By Mark Frary
A new Facebook feature was released this week that will likely be of interest to travel brands.
Graph Search is far more interesting than it sounds and refers to the social graph, a term coined by Facebook’s founder Mark Zuckerberg. The social graph, if you don’t know, is the network of relationships that links people together. Imagine you have just ten Facebook friends. The social graph is what encompasses all of the potential relationships in that group of ten people.
The new Graph Search, currently in beta for uses of US English on the social network, taps into that network of connections and allows you to search within that graph.
Graph Search appears as a new search bar at the top of your Facebook page and uses natural language. You can type things into it such as “friends who live in my city”, “photos of cats”, “music my friends like” or, perhaps more interestingly for those working in travel, “people who like skiing”, “friends who like beach holidays” or “photos of Paris”.
This search will return a list of friends as well as anything shared with you relating to that search and currently finds, in the words of Zuckerberg himself in the video announcing the launch of Graph Search, “people, photos, places, pages for businesses”.
It is this latter point that will make lightbulbs go off in the heads of many reading this post.
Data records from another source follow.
PR #814, opened 2026-04-09
NO-SNOW: Implement callproc method on cursor and clean up stubs

sfc-gh-turbaszek:
Implement the PEP 249 callproc method following the reference driver's approach: build a CALL statement with paramstyle-aware placeholders and delegate to execute(). Also remove unused cancel/ping stubs from connection, switch nextset to NotImplementedError, and remove ResultMetadataV2 from the API comparison exclusion list.

Made-with: Cursor

### DIFF
--- a/python/src/snowflake/connector/connection.py
+++ b/python/src/snowflake/connector/connection.py
@@ -42,7 +42,7 @@ from ._internal.extras import numpy as np
 from ._internal.text_utils import split_statements
 from .constants import QueryStatus
 from .cursor import CursorInstance, CursorType, DictCursor, SnowflakeCursor
-from .errors import Error, InterfaceError, NotSupportedError, ProgrammingError
+from .errors import Error, InterfaceError, ProgrammingError
 from .telemetry import TelemetryClient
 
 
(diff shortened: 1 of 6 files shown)


python/src/snowflake/connector/connection.py
```diff
@@ -262,28 +262,6 @@ def __exit__(self, exc_type: Any, exc_val: Any, exc_tb: Any) -> None:
...
-        """
-        Check if the connection to the server is still alive.
-
-        Returns:
-            bool: True if connection is alive, False otherwise
-
-        Raises:
-            NotSupportedError: If not implemented
-        """
-        raise NotSupportedError("ping is not implemented")
```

If you search for something, your brand page will be displayed in the search results if a person has liked your page or a friend of yours has liked the page. Indeed, the search will return any content whose which is Public for the purposes of Facebook’s privacy settings.
This is Facebook’s amplification effect coupled with search. Zuckerberg says that Graph Search is going to be one of the “pillars” of Facebook henceforward, alongside things such as News Feed and Timeline.
He says in the video, “Most people today don’t think about Facebook as a place to discover places where they could go eat or things that they could go do…With this product, it’s so natural just to do that.”
Facebook already contains a vast amount of material that never makes its way onto search engines such as Google, Bing and Yahoo! and it was only a matter of time before a more powerful search feature was added.
While the launch of Graph Search appears exciting it might add yet another thing onto the list for travel companies to remain on top of. Graph Search Engine Optimisation (GSEO) anyone?